After about nine months at Century 21, Audu moved to Five Star Real Estate. Along with handling real estate transactions, Audu developed a training program for new agents, she said, designed to help them "go from $0 to $100,000 in commissions within 24 months." The program combined Web-based lessons – a new idea at the time – with weekly in-person coaching sessions that she conducted.

"It helped agents understand how to be proactive, what it means to be productive and how to set goals and follow through." Audu notes that many of the newer agents had previously only worked as employees, rather than as bosses or managers. They needed to know how to set goals and manage their fledgling businesses.

The training also discussed the ways in which agents could build a life outside of real estate. This was prompted by Audu's observation of a few REALTORS® who experienced strained marriages and financial setbacks even as they succeeded in their careers. "We needed to provide a framework to build a life."

Late in 2005, Audu decided to start her own company. She has owned Audu Real Estate, a boutique firm with five people from a range of backgrounds, ever since. The firm "embodies the diversity that is part of the national experience," she adds.

Because Audu has been surrounded by individuals of varying ethnicities and backgrounds for most of her life, she learned early on how to work with all different types of people. "I learned that what was far more important than nationality and religion was who you are as a person," she says.

Another key to Audu's success has been her skillful use of online media. In 2006, while Audu was housebound for a month with a back injury, she began reading online articles related to health and wellness. Audu realized she also could use the Internet to share her knowledge of real estate.

She began blogging and within a few months, the power of the medium became clear: Audu met with a young couple who told her they initially were going to try to sell their house themselves. Reading Audu's blog, however, helped them remember the reasons for working with a real estate professional. "A lightbulb went off; I knew this was an incredibly powerful medium," she says.

In fact, her blog has captured more than 1 million hits annually, she says. "It helped people learn who I was," Audu says. "People could read and know what I knew about real estate."

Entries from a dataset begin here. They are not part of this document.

PR #1681, opened 2016-12-01
PCSX2-GS: Use interrupt mask register bitfields

ssakash:
**Summary of changes**:

* Use the IMR register union to get mask interrupt value of specific bit-fields of the register instead of using multiple bitwise operations all over the place to get the required field.

 I assume this was actually needed to be done but never got done for some reason? As the union was left there without any purpose before this commit.

### DIFF
--- a/pcsx2/Counters.cpp
+++ b/pcsx2/Counters.cpp
@@ -450,10 +450,8 @@ static __fi void VSyncStart(u32 sCycle)
 	if (!CSRreg.VSINT)
 	{
 		CSRreg.VSINT = true;
-		if (!(GSIMR&0x800))
-		{
+		if (!GSIMR.VSMSK)
 			gsIrq();
-		}
 	}
 
 	hwIntcIrq(INTC_VBLANK_S);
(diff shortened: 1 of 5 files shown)


ssakash:
Oh, I forgot that refraction is at Switzerland right now. So this would probably get merged some time later then.

If there's anyone with more knowledge on the interrupt masks , feel free to review the commit.

FlatOutPS2:
> Oh, I forgot that refraction is at Switzerland Sweden right now. 

Are you sure he's not in Swaziland?

ssakash:
> Are you sure he's not in Swaziland?

Well, I have no clue what's Swaziland to be honest. Though I'm highly sure that he's in Sweden as he earlier posted a picture with a ``hotell`` label which stands for ``hotel`` in Swedish.

FlatOutPS2:
> Well, I have no clue what's Swaziland to be honest. Though I'm highly sure that he's in Sweden as he earlier posted a picture with a hotell label which stands for hotel in Swedish.

Or he might be in a hotel in Swindon that's so bad it isn't allowed to be called a hotel and they had to add an l for legal reasons.

ssakash:
> Or he might be in a hotel in Swindon that's so bad it isn't allowed to be called a hotel and they had to add an l for legal reasons.

You have an enigmatic imagination skill :P  Though it seems like @refractionpcsx2 is indeed present in Sweden right now, he said he'll come back home on Saturday.

ref

refractionpcsx2:
I was indeed in Sweden :P

But yeh, this looks fine to me. It probably just never got added to this code, it was probably just not considered when it was written.

gregory38:
I'm fine too.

Deciding to share knowledge she gained, Audu approached the state of Michigan to inquire about offering a continuing education class for REALTORS® in social media. Although the state twice denied her request, saying social media wasn't relevant to the practice of real estate, they agreed when she asked a third time. Audu continues to teach and also is president of the Western Michigan Chapter of Women's Council and director of District 3 of the Michigan Association of REALTORS®.

Another goal of Audu's is establishing a leadership academy within the local real estate association to attract and prepare younger industry leaders. The objective is "to understand how to position the industry to survive and thrive as the millennial generation begins to ascend."

Karen M. Kroll is a freelance writer from Chanhassen, MN.